Event Management monitoring details with impacted components should automatically trigger incident and problem records with a high priority classification with routing and notifications to those responsible for expediting a timely review and resolution. Statuses of these incidents should also be promptly communicated to support staff and end users in real time via automated knowledge management tools.
Event Management precautions should be considered when planning for service, infrastructure or application upgrades or enhancements to immediately detect any deviation from normal or expected operation. Active monitoring tools should be maintained to poll key components to determine their status and availability and be capable of generating an alert for any exceptions that require immediate tool or team action.
Proactive Capacity Management
An automated ongoing Capacity Management monitoring system should have been implemented to monitor, measure, report and review the current performance of services and components – responding to all capacity-related threshold events and triggering immediate corrective action. Adequately monitoring, assessing, identifying and tracking current levels of resources utilization and service performance should have been considered for estimating future requirements for planning server upgrades and enhancements. Proactively modelling predicted changes in IT services and identifying the changes needed to be made to components ensures that the appropriate resource is available for service demands.
Availability Management Considerations
During the design of any service or infrastructure upgrades or enhancements consideration should be given to ensure that the change meets the availability requirements of the business and its customers without compromising the performance of existing services. In the event of any service failure, the service and its supporting components should be reinstated to enable normal business operations to resume as quickly as possible.

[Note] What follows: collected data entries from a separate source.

Issue #701, opened 2023-02-23
`deploymentTarget()` doesn't use `appId`


hadley:
Shouldn't it?

hadley:
Think about this: If the parameters supplied don't match any deployments, but other deployments exist, should we warn the user?

hadley:
@aronatkins do you have any sense of how `appId` is supposed to be used in `deployApp()`? There are many scenarios I can imagine, but none of them seem particularly compelling compared to supplying `appName`.

aronatkins:
The `rsconnect-python` examples show how to use the CLI (a Python application) to target content created by someone else. This example probably should be in terms of the content GUID rather than the numeric identifier, but does show the workflow.

https://docs.posit.co/connect/user/publishing-cli/#updating-a-different-deployment

I couldn't find an example using this R package, but the same idea applies.

The `appId` is not directly used by `deploymentTarget` other than recording the value on the returned object. `applicationForTarget` then uses the `appId` to fetch that specific content.

The `appName` is insufficient when collaborating because _your_ content named "shiny" is not _my_ content named "shiny". The name-based search will find _owned_ items with that name; it restricts its search to content owned by the requesting user (see the `account_id` filter in `listApplicaitons`).

hadley:
What if we just error if `appId` is supplied and we find an existing deployment? Then we can reserve specifying `appId` only for the case where you're attempting to update an add deployed by someone else, where the original deployment record has been lost.

aronatkins:
The `appId` feels like it should take higher priority than the name/title.

1. I deploy something. I lose the `rsconnect` directory but want to continue to deploy to that location. I use `appId`. Empty `rsconnect` directory.
2. I deploy something. I give you permission to deploy to that location. You use `appId`, which is not related to the contents of your `rsconnect` directory.
3. You and I can both deploy to some location; we use a shared script, containing `appId` to run that deploy. The contents of the `rsconnect` directory may or may not overlap with `appId`.

Specifying `appName` feels like "search for this thing", while specifying `appId` feels like "use this exact thing".

hadley:
Hmmm, interesting. I was thinking that you'd supply `appId` once, in order to set up the deployment record, then never again, relying on the information stored on disk.

In your scenario, what happens if you supply `appName` and `appId` and they don't match?

aronatkins:
* Multiple accounts: err, as the target location is ambiguous.
[...]

PR #714, opened 2023-02-26
Refactor `deployments()`

hadley:
This reimplements `deployment()` to read and combine all deployment dcf files, and then filter them. This shouldn't change any behaviour (except that the timestamp columns are now made POSIXct), but I think code is quite a bit easier to understand. (So will make implementing #701 easier)


R/config.R
```diff
@@ -110,21 +110,26 @@ accountConfigFiles <- function(server = NULL) {
...
-deploymentConfigFile <- function(appPath, name, account, server) {
-  accountDir <- file.path(deploymentConfigDir(appPath), server, account)
+deploymentConfigFile <- function(recordPath, name, account, server) {
+  accountDir <- file.path(deploymentConfigDir(recordPath), server, account)
   if (!file.exists(accountDir))
     dir.create(accountDir, recursive = TRUE)
   file.path(accountDir, paste0(name, ".dcf"))
 }
 
+deployConfigFiles <- function(recordPath) {
```
aronatkins, line 128: Should this be `deploymentConfigFiles` to mirror the naming of `deploymentConfigFile` and `deploymentConfigDir`?

tests/testthat/test-deployments.R
```diff
@@ -0,0 +1,96 @@
...
+  expect_equal(nrow(out), 2)
+
+  out <- deployments(dir, nameFilter = "my-app")
+  expect_equal(nrow(out), 1)
+
+  out <- deployments(dir, serverFilter = "foo")
+  expect_equal(nrow(out), 1)
+
+  out <- deployments(dir, accountFilter = "foo")
+  expect_equal(nrow(out), 1)
```
aronatkins, line 49: These tests cover the number of records, but not their shape.

These tests don't seem to cover the widening of metadata, proving that all columns are always returned, even when the original dcf contains a subset of fields.

aronatkins (approved):
Thinking in vectors. So concise.

tests/testthat/test-deployments.R
hadley: That's a bit hard to test at the moment because of the way these functions are structured; let me do a bit more refactoring and I'll include in the next PR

Service Validation and Testing
A Service Validation and Testing plan should be implemented to ensure that each release of a new or upgraded service, application and infrastructure is built, tested and deployed without risk to the production environment. Implementing service acceptance criteria for testing new or enhanced services that ensures uninterrupted service delivery. Integrating automated testing tools and monitoring systems into the service design and transition lifecycle stages would enable prompt detection and removal of functional defects prior to releasing changes to the live environment.
Benefits
By adopting a preventative and proactive ITSM approach, AT&T would foster an agile environment that gives the business the ability to respond to changing conditions quickly and without disruption to services, thereby enabling an environment of continuous improvement in the following areas:
• Increased customer satisfaction through continuous service
• Increased service availability and decreased service interruption
• Reduced unplanned labor and costs for the business and support staff
Have you experienced a similar issue with an outage of on online service? What suggestions for improvement did you make?